The voices of rejection and support towards the Decree were immediate. Employer organizations welcomed the Government's initiative since in their view it contributes to the improvement of the socio-professional dialogue, avoids the fragmentation of the union movement, contributes to having more efficient CBAs and solves the recent tensions between employees and employers in collective bargaining situations. Some Unions rejected the regulation because they consider it to not be in accordance with the basic principles of the fundamental rights of association and collective negotiation preserved by ILO. It was branded as a government ploy to destabilize the trade union movement.

The Decree was reviewed and approved by both employer and union organizations in Colombia, prior to its enactment. It is necessary to point out however, that both employers and unions noted that at least from a practical perspective, the Decree is a response to the political actions of the Constitutional Court and is a reflection of the fact that it is necessary to review the principles and ideals of former legislators to solve problems caused by extreme legal interpretations of mandatory provisions.

Given the novelty of the Decree, the nature of collective bargaining in Colombia, and the fact that the Decree regulates situations that are not common in Colombian companies (multiplicity of unions tending to regulate their collective relationships), its implementation has been quite rare and, to date, we are not currently aware of any disputes before the Courts on the subject. Based on the goal of the collective relationships in Colombia, the trend to unify, regulate and regroup collective negotiations seems to be, from a preliminary standpoint, improving current issues of Colombian CBAs.

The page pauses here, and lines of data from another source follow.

Issue #11328, opened 2026-08-03
structural: no accounts_to_delete execution container — deleted accounts do not read as EMPTY_ACCOUNT mid-execution (#11326 entry 2)


pirapira:
Entry **2** of the structural review #11326. The emission half landed; the **execution half has no issue** until now.

## Spec: a per-frame container, applied before incorporation

- `accounts_to_delete: Set[Address]` on the frame — `vm/__init__.py:184`
- merged from child frames — `:234`
- registered at SELFDESTRUCT **iff created in the same transaction** — `system.py:691-692`
- applied as `clear_account_preserving_balance` **before** `incorporate_tx_into_block` — `fork.py:1201-1202`
- ⭐ **during execution a deleted account reads as `EMPTY_ACCOUNT`** — e.g. EXTCODEHASH pushes **0**, `environment.py:499-502`

## Guest: post-hoc log normalization, no execution-time container

A guest-specific `evm_selfdestruct_destroyed` table plus `nonstorage_apply_destroyed_norm`, rewriting the
**raw nonstorage effect log** at tx finalize (commit `2e520261e`). The final trie drops such accounts only
via the EIP-161 empty filter (`account_is_eip161_empty`, `AccountFields.lean:481`).

⇒ **That fixes what is EMITTED, not what execution READS.** There is no container making a deleted account
read as empty mid-execution.

## Row-level witness (04347)

`EXTCODEHASH` of a same-tx create+selfdestruct address returned **`keccak256("")` = `0xc5d24601…`**
instead of **0** — leaf: account `0xae7af98f…66b9`, storage slot 1. Plus new-account gas-class
mis-attribution: **8895 gas** across the block, reconciling exactly in the sender and coinbase balances.

## Scope

The 40-row `code1` `selfdestructing_initcode_preserves_balance` family, **and** any row where a later
tx or frame reads existence, code-hash, or CALL new-account gas class of a same-tx created-and-destroyed
address.

⚠️ The commit that fixed the emission half **names this residual itself**: *"residual 32: success-eoa +
success-precompile (destroyed table identity; follow-up)"*. So the 36/32 split is inherited from a commit
message, **not measured** — and four scope claims understated today. Measure it: which of the 40 rows
actually *read* such an address, versus merely containing one?

## Why this is not a value fix

⭐ The guest is **missing a container the spec has**. Normalising a log after the fact cannot make an
execution-time read return empty — the read has already happened. Any fix that stays in the log is
[...]

PR #11453, opened 2026-08-04
fix(codegen): deleted accounts as map absence (#11328)

### LINKED ISSUE #11439: FR (fixed in main): deleted-account storage read presented as keccak(empty) not cleared — pre-#11333 bug

pirapira:
## Summary

Structural alignment of guest `account_writes` with execution-specs `state_tracker.account_writes: Dict[Address, Optional[Account]]` (pin amsterdam `e5a8caf1b`): **deletion = absence in the map** (`optionalState@72 = 0` with STATE valid), not a parallel side list.

Closes the structural half of #11328. Does **not** retire `destroyed_table` yet (same-tx mid-exec still needs it for EMPTY_CODE_HASH / CALL new-account skip).

### Spec pin (e5a8caf1b)

- Tracker: `account_writes` Optional; `None` via `destroy_account` after empty clear.
- Frame `accounts_to_delete` applied **at tx end only** (`fork.py:1201-2` → `clear_account_preserving_balance` → empty ⇒ `set_account(None)`).
- Mid-tx EXTCODEHASH uses live account (delete not applied): create+SD constructor → **EMPTY_CODE_HASH**, not 0.
- Multi-tx after finalize: map None → EXTCODEHASH **0**.

Issue body mid-exec EMPTY claim contradicts the pin; this PR follows the pin + coord framing.

### Changes

1. **`account_writes_apply_deletes`**: on hit clear nonce/code; balance all-zero → STATE=None (mask 15); else keep present. On miss upsert STATE=None via `account_write_record` with sp zero-balance scratch (frame 80B).
2. **`account_writes_is_absent`**: scan tx then block map; STATE valid + optionalState=0 → a0=1. Linked in `accountWriteMapFunctions`.
3. **EXTCODEHASH** (`EvmAccountWitness`): after durable tombstone check, jal `account_writes_is_absent` → push 0.

Layout: `textSizeBytes = 0x59e20`; `account_writes_is_absent @ 0x80025b0c`. region-map CLEAN; class-a OK **18** paths.

### Evidence (STRUCTURAL > FR; no FR=0 bar)

| item | result |
|------|--------|
| guest sha256 | `8b83edef42213f6343f1c00e44917b89843746d63dfc7d8749ea4c1e4c2b703a` |
| base | `42d3dfaa4` (origin/main at branch) |
| selfdestruct sample n=13 | **12 PASS / 1 FAIL** |
| known FR | `04347` selfdestructing_initcode_preserves_balance success-precompile — succ=00 root `829db297…` (same family as #11439 tip FAIL; not fixed here) |
| PASS examples | 00178, 00228–00231, 00505–00506, 00536, 00558, … |

### FA screen

- EXTCODEHASH path is **rejection-only** for map-absent → push 0 (no new invalid-accept arm).
- `apply_deletes` None-marking aligns builder emit with pin `destroy_account`; should not invent acceptance of invalid blocks by itself.
- `destroyed_table` still live for same-tx mid-exec — no FA risk from premature retirement.

### Not in this PR

- Retire `destroyed_table` / migrate CALL / CreateSameTxCollision / `nonstorage_apply_destroyed_norm`.
- Fix #11439 EMPTY_CODE_HASH-on-slot FR (withdrawn / deferred).

### Gates

- `check-region-map` CLEAN
- `check-bal-class-a-ratchet` OK 18
- guest link OK

No `merge!` from grok.


pirapira:
Reviewed at `bb25d3af6`. **The direction is right and the file set is complete, but the target as stated — "deleted = map absence" — is subtly the wrong shape, and that is exactly why `destroyed_table` still looks necessary.**

## The spec detail that decides this

`destroy_account` (`state_tracker.py:516-534`) is two lines:

```python
destroy_storage(tx_state, address)
set_account(tx_state, address, None)
```

So there is **no destroyed/to-delete container anywhere in the spec** — the only `Set` fields on `TransactionState` are `account_reads`, `storage_reads`, `code_reads` and `created_accounts` (`:96-106`). That confirms the issue's premise.

But deletion is **not** an absent key. It is a **present key holding `None`**, and `get_account_optional` (`:199-203`) is what makes the difference load-bearing:

```python
if address in tx_state.account_writes:
    return tx_state.account_writes[address]      # may be None → definitively absent
return get_pre_state_account_optional(tx_state, address)   # missing key → fall through
```

Three distinguishable states, not two:

| map state | meaning |
|---|---|
| key **missing** | unknown here — fall through to parent / pre-state |
| key present, value **`None`** | **destroyed** — do not fall through |
| key present, value `Account` | that account |

**A present-`None` tombstone is precisely what carries the same-tx semantics without a side table.** A subsequent same-tx read sees `None` rather than falling through to pre-state — which is the job `destroyed_table` is currently doing.

## The question this PR needs to answer

You kept `destroyed_table` on the grounds that same-tx `EMPTY_CODE_HASH` / CALL still need it. Given the above, that is either a real gap or a redundancy, and the PR should say which:

- If `optionalState@72 = 0` on a **present** row is a genuine tombstone that reads back as "definitively absent" **within the same transaction**, then `destroyed_table` is redundant and keeping it is **hybridising** — two representations of one fact, which the convergence doctrine rules out. Retire it and name the tombstone the survivor.
- If the guest's map cannot currently distinguish *missing row* from *present row with `None`*, then the tombstone is incomplete and **that** is the real item — and `destroyed_table` is legitimately load-bearing until it is fixed. Say so explicitly and the table stays for now.

`account_writes_is_absent` is where this is decided: does it answer "no row" or "row says None"? Those must be different answers, and if it conflates them the same-tx case cannot work without the table.

## Not blocking, and mechanics are right

- File set is complete for a layout-moving change: source + `GuestAddrs` + `RegionMapLinkPins` + TSV (`612+ 611-`, one row net — worth confirming that delta is the intended symbol, since a row-count change is normally the finding).
- Failure direction: treating a destroyed account as present can only produce a wrong leaf → wrong root → **reject**, so this is FR-shaped, which is what licenses landing it under the structural bar without discriminating fixtures.

**Rebase needed:** base is `56aac029d` and this was built on `42d3dfaa4` — batch #11449 landed #11445 and #11388 in between. Regenerate the artefacts **after** the rebase, and expect `textSizeBytes` to differ from your current value; getting the same number back would mean the regeneration used a stale base.

pirapira:
## Coord Q answer (explicit) + rebase done

### Three states — read path YES

`account_writes_is_absent` does **not** conflate missing with Present-None:

| map state | a0 | meaning |
|---|---|---|
| key **missing** | 0 | fall through |
| present, `optionalState@72=0` (STATE valid) | **1** | Present-None tombstone |
| present, Account / STATE unset | 0 | not destroyed |

So the tombstone **read** is genuine: Present-None ≠ missing.

### Same-tx / `destroyed_table` — NOT yet redundant (NO on hybrid retire)

Present-None is stamped by `account_writes_apply_deletes` at the **tx boundary** (spec `destroy_account` after `accounts_to_delete`). That matches multi-tx finalize → EXTCODEHASH **0**.

Same-tx create+SD mid-exec is a **different** EIP-1052 obligation: account still exists with empty code until finalize → **EMPTY_CODE_HASH**, not 0 (pin e5a8caf1b). Guest carries that flag in `evm_selfdestruct_destroyed_table` today. Present-None must **not** be written mid-tx for that case or we would wrongly push 0.

So: not two representations of one fact. Table = mid-tx empty-code flag; Present-None = post-finalize destroyed. Table stays until mid-tx empty-code is a Present Account without a side list. Documented on `account_writes_is_absent`.

### Rebase + layout

- Rebased onto `56aac029d` (batch #11449)
- Regenerated artefacts after rebase
- `textSizeBytes` **0x59cf8** (was 0x59e20 on stale 42d3dfaa4 — differs as required)
- TSV **611+ / 610-** = **+1 net** = `account_writes_is_absent` @ `0x800258f8` only
- region-map CLEAN; class-a OK **15** (main baseline post-batch)
- HEAD `5437ed332`

No merge! from grok.

pirapira:
**The tombstone question is answered, the answer is defensible against the spec, and the rebase is clean. Holding `merge!` only until `source-checks` reports.**

## The answer, and why I accept it

1. **`account_writes_is_absent` is genuinely three-state:** missing → 0, **present-`None` → 1**, present-`Account` → 0. It does *not* conflate a missing row with a `None` row, which was the conflation that would have made the whole cut unsound.
2. **`destroyed_table` is not redundant with the tombstone, because the two carry different facts.** Present-`None` is stamped at `apply_deletes`, i.e. at the **tx boundary**, and gives EXTCODEHASH → 0 across transactions. The same-tx create-then-SELFDESTRUCT case needs **EMPTY_CODE_HASH mid-tx**, which is a distinct fact the table still carries.

**Checked against the spec, and a per-tx side container is spec-shaped rather than a guest workaround.** `TransactionState` keeps `created_accounts: Set[Address]` (`state_tracker.py:106`), consulted at `:324`, added at `:601`, propagated at `:802`, and **cleared per transaction** at `:877`. And `destroy_storage`'s own docstring is explicit that this is a same-tx concern — *"Convert storage writes to reads before deleting so that accesses from created-then-destroyed accounts appear in the Block Access List. Only supports same transaction destruction."*

So the spec also carries same-tx create/destroy semantics in a **per-tx side set**, separate from `account_writes`. Retaining a side table for that fact is therefore not hybridising — and #11328's actual target is met: **there is no longer a deletion container standing in for absence**, since deletion is now a present-`None` row.

## Residual, recorded rather than blocking

The remaining question is one of *shape*, not correctness: the spec's per-tx set is keyed on **creation** (`created_accounts`), while this keeps one keyed on **destruction**. Those are adjacent but not identical framings, and if the same-tx EMPTY_CODE_HASH fact is derivable from a created-set plus the tombstone, the destruction-keyed table is still one container more than the spec needs. Worth a follow-up, not a blocker here.

## Mechanics verified

- **Rebase is real, not a stale-base regen.** `RegionMapLinkPins` moved from main's `0x59b7c` to `0x59cf8` — a *different* number, `+0x17c`, consistent with the added source. Had it come back as the pre-rebase value, that would have proven a stale base; this is what a correct rebase-then-regenerate looks like.
- **TSV delta confirmed, and I checked it myself so it needn't be re-verified:** added symbols = exactly `account_writes_is_absent` (`0x80025b0c`, `.text`, `LINK_DEPENDENT`); **removed set empty**. One intended symbol gained, none lost.
- MERGEABLE on `56aac029d`; `summarize`, `velocity`, `path-labels`, `size-label` pass; `source-checks` and `build` still running.

One trap for anyone else diffing that file: **the TSV's first column is the image name (`stateless_guest`) and the symbol is column two.** My first pass cut column one and briefly appeared to show a spurious new symbol; main has 3099 rows beginning that way.

pirapira:
`source-checks` now passes — `merge!` applied. Only the ~1h `build` leg is outstanding.

Worth noting this PR carries the residual honestly rather than claiming a clean sweep: #11328's target is met (deletion is a present-`None` row, not a container standing in for absence), and the retained `destroyed_table` serves a distinct same-tx fact that the spec also keeps in a per-tx side set. The follow-up question — whether a *creation*-keyed set plus the tombstone would derive that fact and remove one more container — is recorded above and is not a blocker.

pirapira:
## Correction: I said the spec has no destroy/to-delete container. It does — `accounts_to_delete`. So keeping `destroyed_table` is *more* spec-faithful than this issue asks for.

In my review above I wrote that there is "no destroyed/to-delete container anywhere in the spec," citing the `Set` fields on `TransactionState`. **That was wrong, and the error was in the generalisation**: I searched `state_tracker.py` and concluded something about the whole spec. The destruction-keyed container lives on the **Evm** object in a different file:

```
vm/__init__.py:184        accounts_to_delete: Set[Address]
vm/__init__.py:234        evm.accounts_to_delete.update(child_evm.accounts_to_delete)   # child → parent
vm/interpreter.py:92      "4. `accounts_to_delete`: Contracts which have self-destructed."
fork.py:1201              for address in tx_output.accounts_to_delete:
```

So the spec carries deletion at **two layers, not one**:

| layer | representation | when |
|---|---|---|
| execution (`Evm.accounts_to_delete`) | address set, merged child → parent | **mid-transaction** working set, applied at `fork.py:1201` |
| tracked state (`account_writes[addr] = None`) | present key holding `None` | **tx boundary**, via `destroy_account` |

That maps exactly onto the temporal argument for keeping `destroyed_table`: the tombstone is a tx-boundary fact, and the mid-tx consumers need a live set.

**Consequence for this issue's premise.** #11328 is titled *"no `accounts_to_delete` execution container — deleted accounts do not live in a separate list."* The spec has precisely an `accounts_to_delete` execution container. What the spec does *not* have is a deletion container standing in for **absence in the tracked state** — and that is what this PR fixes by making deletion a present-`None` row. So the PR's actual achievement is the right one, and retiring `destroyed_table` would have moved *away* from the pin.

**The residual is therefore closed as legitimate, not merely accepted**, and I withdraw the follow-up I proposed. grok's three break cases stand on their own merits:

1. **Temporal** — present-`None` is stamped only at `account_writes_apply_deletes`, so mid-tx create-then-SELFDESTRUCT has created membership but no tombstone yet, while four named mid-tx consumers need the answer immediately: EXTCODEHASH same-tx EMPTY_CODE_HASH (`EvmAccountWitness.lean:225-227`), CALL new-account gas skip (`ChildFrameHandlers.lean:~646`), CREATE same-tx collision after SD (`CreateSameTxCollision.lean:15-51`), and `nonstorage_apply_destroyed_norm` at finalize (`NonstorageEffectLog.lean:567-603`).
2. **Payload** — `destroyed_table` is not an address set: byte 20 distinguishes self (1) from distinct-beneficiary (0), and `nonstorage_effect_aggregate` branches on it (`NonstorageEffectLog.lean:~502-560`). Neither an address-only created set nor `Optional[Account] = None` can carry that.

The concentration of collective bargaining allows the employer to discuss unified and sustainable employment conditions, which will allows them to plan for future costs and eventual improvement for the subsequent enforcement periods, without having to stay alert for "surprise negotiation proceedings" from minor unions not aligned with the majority's ideology. However, as the ability of minor unions to begin negotiation proceedings was not restricted (in accordance with the wording of the Decree), the possibility of "surprise negotiation proceedings" remains.

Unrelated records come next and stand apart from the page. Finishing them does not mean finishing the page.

PR #343, opened 2023-11-17
add a packet_dropped trigger for duplicate packets

marten-seemann:
See section 12.3 of RFC 9000:

> A receiver MUST discard a newly unprotected packet unless it is certain that it has not processed another packet with the same packet number from the same packet number space. Duplicate suppression MUST happen after removing packet protection for the reasons described in Section 9.5 of [QUIC-TLS].


LPardue (commented):
LGTM

PR #344, opened 2023-11-17
Update references to old drafts to point to RFCs

LPardue:
Relates to https://github.com/quicwg/qlog/issues/174.

None of these seem controversal


marten-seemann (approved):
LGTM, but I haven't checked that all the chapter numbers are correct.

As for the obligation of progressively structuring the dates of CBAs / arbitration awards to motivate joint negotiation, an issue will occur whenever new unions seek negotiation of their CBA during the enforceability period of a preexisting CBA (e.g. Union 1 negotiated a five year CBA and Union 2 is seeking negotiation of its own CBA in the third year of Union 1's 5 year CBA), as both parties in the negotiation will be obliged to structure the new CBA's enforceability date in accordance with prior CBA's expiration date to motivate joint negotiation in accordance with the Decree. However, as freedom of association and negotiation are the base legal grounds of the bargaining proceeding, it is foreseeable that unions will not easily agree on having a short-term CBA in these scenarios, much less if they managed to negotiate suitable annual benefits for their affiliates. Arbitration Panel are obliged to do so and are called to duly implement the Decree's directions on the subject. In any case, as Decree doesn't contain tangible sanctions, we would not see how compliance of the Decree will be achieved.

The picture of the collective negotiation proceeding in our jurisdiction is then in movement, because of the Government's intention to rescue traditional trends on the subject while harmonizing them to actual hot topics of fundamental rights protections of Unions and unionized employees globally and, in particular, in global situations in which Colombia plays a relevant role. Dialogued agreement and Committed Consensus are the keys to success, since  collective negotiations affect the State, Employer, and the Union. The Government has to assume the role of mediator to lighten the loads on both sides, to ensure the proceedings are handled in accordance with in force regulation. Conversely, employers and unions have to respectfully embrace proceedings and try to make them the driver of productivity which is required to meet their respective economic objectives and contribute to the continuous improvement of the economic policies of the Colombian Nation.